L’ETE EST L’OCCASION DE SE DETENDRE ET DE SE REPOSER. C’EST AUSSI L’OCCASION DE LIRE DAVANTAGE. VOICI QUELQUES NOTES DE LECTURE. IL Y EN AURA D’AUTRES.
« Adios » de Kléber HAEDENS (Grasset, 1974). Ce livre a obtenu le Grand Prix du roman de l’Académie Française. Il s’agit du plus célèbre livre de l’auteur. Un roman d’apprentissage mais ce n’est pas La Recherche . Un journaliste sportif raconte sa vie. La première partie auprès de parents débiles de par leur rigorisme est assez amusante, la seconde me semble moins travaillée et un peu confuse. Belles pages sur le rugby, la corrida, le Sud-ouest. Distrayant, mais je trouve que cette façon d’écrire et de dérouler l’histoire a un peu vieilli. Il y a de meilleures pages de l’auteur.
« Journal d’un étranger à Paris », de Curzio MALAPARTE (Denoël, 1967). De la hauteur, du grand et du beau. Remarques très intéressantes sur la vie, la guerre, les amis mais aussi les écrivains vivants ou morts (Chateaubriand). Le narrateur est pris au piège de son propre passé ; il revient en France en 1947, notamment pour revoir ses amis. Il est plus ou moins bien reçu. Cependant, poursuivi par la vindicte de Mussolini, il s’était « in fine » très bien conduit. Mais les haines sont tenaces : « Les Français n’aiment pas qu’un étranger ait sur eux un jugement qui n’est pas le leur » (p. 225). A lire avec intérêt, sa seule et unique rencontre avec le dictateur italien.
« Passions » de Jean SCHLUMBERGER (Gallimard, 1956). Ce fondateur de la NRF est aujourd’hui bien oublié. On a publié, il y a une dizaine d’année au moins ses « Notes sur la vie littéraire 1902-1968). « Passions » est une suite de nouvelles très sombres. Les anecdotes qui forment la base des six nouvelles sont intéressantes, mais l’exploitation qui en est faite est très datée. C’est fort bien écrit, dans une langue châtiée, mais la voix des personnages « sonne mal ». Dans la vie, on ne parle pas de cette manière ; encore moins aujourd’hui. Certes, la littérature n’a que des rapports lointains avec la sténotypie, mais l’art du grand écrivain est justement de faire croire que les gens parlent de cette façon (cf le faux parler prolétaire de Céline).

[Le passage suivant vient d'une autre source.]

PR #2488, opened 2023-10-02
Remove outdated comment

LeandraH:
### Short description

Just removing a comment that we don't need anymore (the color is correct already)


steffenkleinle (approved):
Ups :D

Issue #3423, opened 2025-07-29
Fix safe area for absolute positioned components


steffenkleinle:
### Describe the Bug

For example the snackbar as absolute positioned component partly vanishes behind the safe area view at the bottom.

### Steps to Reproduce

1. Go to a city
2. Click on three dots menu
3. Click on `Read aloud`
4. See snackbar behind bottom navigation

### Expected Behavior

The snackbar is displayed above the bottom navigation.

### Related Issues

Introduced in: #3364 

### Additional Information

This bug was never on production, only on current main.

PR #3425, opened 2025-07-29
3423: Fix safe area for absolute elements

steffenkleinle:
### Short Description

Fix safe area for absolute elements.

### Proposed Changes

- Fix the safe area view for snackbar
- Fix the safe area view for tts player

### Side Effects

N/A

### Testing

Check the tts player and the snackbar on different devices.

### Resolved Issues

Fixes: #3423 

---

### DIFF
--- a/native/src/components/TtsPlayer.tsx
+++ b/native/src/components/TtsPlayer.tsx
@@ -1,5 +1,6 @@
 import React, { ReactElement } from 'react'
 import { useTranslation } from 'react-i18next'
+import { useSafeAreaInsets } from 'react-native-safe-area-context'
 import styled, { css } from 'styled-components/native'
 
 import { CloseIcon, PauseIcon, PlaybackIcon, PlayIcon } from '../assets'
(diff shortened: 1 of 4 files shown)


native/src/components/TtsPlayer.tsx
```diff
@@ -26,9 +28,11 @@ const StyledTtsPlayer = styled.View<{ $isPlaying: boolean }>`
   align-items: center;
   align-self: center;
   position: absolute;
-  bottom: 5px;
-  min-height: 93px;
+  bottom: 0;
+  min-height: 112px;
   gap: ${props => (props.$isPlaying ? '0px;' : '20px')};
+  margin-bottom: ${props => props.bottom + extraBottomMargin}px;
+  padding: 8px;
```
bahaaTuffaha, line 35: 🤔 what do you think of this?
```suggestion
  bottom: ${props => props.bottom + extraBottomMargin}px;
  min-height: 112px;
  gap: ${props => (props.$isPlaying ? '0px;' : '20px')};
  padding: 8px;
```

steffenkleinle:
> Tested on android both 3-button nav and gesture nav ✅ For snackbar it took the whole area is that expected?

I would say yes as the alternative of the snackbar moving behind the bottom navigation looks weird imo. Feel free to try it without setting the background color in `SnackbarContainer`.

f1sh1918 (approved):
Tested on android and ios. Good work 👍

Issue #2919, opened 2024-09-11
Add text highlighting for TTS


ztefanie:
**Is your feature request related to a problem? Please describe.**
As a user with low reading skills, I want to see which part the tts feature is currently reading out.

**Describe the solution you'd like**
Implement a text highlight, e.g. a light yellow background, of the text part that is currently read out with the tts feature.
Add this for web, android and ios.

**Describe alternatives you've considered**
Close this issue if it is too much effort.

f1sh1918:
@hauf-toni highlighting sentence would be that difficult which our approach. Highlighting words yes because we read sentence per sentence because that sounds natural with all the stops. If we read word per word we may have to introduce manual "pauses"

Just here some example how we could implement it

https://github.com/user-attachments/assets/0f258d47-75a2-4feb-8bc8-83899e0c7d2e

f1sh1918:
We discussed that a proper implementation is too much effort and the current approach is too error prone.
Even there is no priority from the users to implement this soonish

PR #3429, opened 2025-07-30
2919: Tts text highlighting

f1sh1918:
…o decode html entities in page content

### Short Description

Since its easier for the user to follow the text, we may highlight the current sentence that will be read

### Proposed Changes

- expose the current sentence index from TTSContainer
- replace the currently read sentence and wrap it with `<mark>`

Known issues:
- if html was replaced  within a sentence it will not work, since the sentence cannot be found because its including html tags and the sentences from tts are all html parsed and don't include tags
- if a sentence appears two times it will jump back to the first occurrence  

### Side Effects

-

### Testing

 1. Go to a `Page` http://localhost:9000/augsburg/de/news/tu-news/1925
 2. Open TTS Player and play

### Resolved Issues

Fixes: #2919

---

### DIFF
--- a/web/package.json
+++ b/web/package.json
@@ -41,12 +41,14 @@
     "dompurify": "^3.2.4",
     "easy-speech": "^2.4.0",
     "focus-trap-react": "^10.2.3",
+    "html-entities": "^2.6.0",
     "i18next": "^25.0.1",
     "luxon": "^3.4.2",
     "mapbox-gl": "npm:empty-npm-package@1.0.0",
     "maplibre-gl": "^4.6.0",
     "normalize.css": "^8.0.1",
     "react": "19.0.0",
+    "react-datepicker": "^7.5.0",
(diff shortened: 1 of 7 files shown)


hauf-toni:
Just a quick note on the fast-forward/rewind function as discussed with @steffenkleinle : In the future once this has been implemented we should **not** automatically play content in the tts function, but rather highlight the section to which the user has jumped and let them press “Play” themselves (in line with best practice). However, since text highlighting has not yet been implemented, I suggest that we let playback start automatically when jumping forward or backward for the time being. this way users will continue to receive clear feedback about where they are. Once highlighting is implemented, we can switch to pure sentence display (without automatic playback) for better control and accessibility.

let me know if you need further clarification or would like to review the feature again once highlighting is ready.

f1sh1918:
will not be implemented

« Correspondance André GIDE- André SUARES 1908-1920, Gallimard, 1963). Une amitié qui n’en a jamais été une, malgré les protestations de GIDE et qui s’est finie en fâcherie ( GIDE étant pour SUARES : le « Goethe des mouches, le pasteur de Sodome ») . Il n’y a pas de comparaison possible, GIDE me semble nettement en-dessous de SUARES sur le plan du style et de la réflexion. En revanche, Suarès est odieux, complexe, orgueilleux à outrance, et, il faut le dire, désagréable. Mais quelle culture !(n’oublions pas qu’il a voulu réconcilier le christianisme avec le paganisme), et quel bonhomme ! Très intéressantes remarques de Suarès sur la littérature et la création. Jubilatoire (pour Suarès).
« Quarante-cinq poèmes » de W.B. Yeats (Poésie/Gallimard, 2003). Lu quelques poèmes de Yeats traduits par Yves Bonnefoy. C’est très beau, mais je me demande si Bonnefoy, par son talent, n’améliore pas un peu l’original. Il a une conception particulière de la traduction. « Traduire c’est d’abord se laisser convaincre ». En ce qui me concerne, je suis plutôt partisan de coller au texte original, et de faire du « mot à mot », si c’est compréhensible. On garde ainsi la saveur exacte de l’original. « Même si le grand chant ne doit plus reprendre/ Ce sera pure joie, ce qui nous reste : / Le fracas des galets sur le rivage, / Dans le reflux de la vague.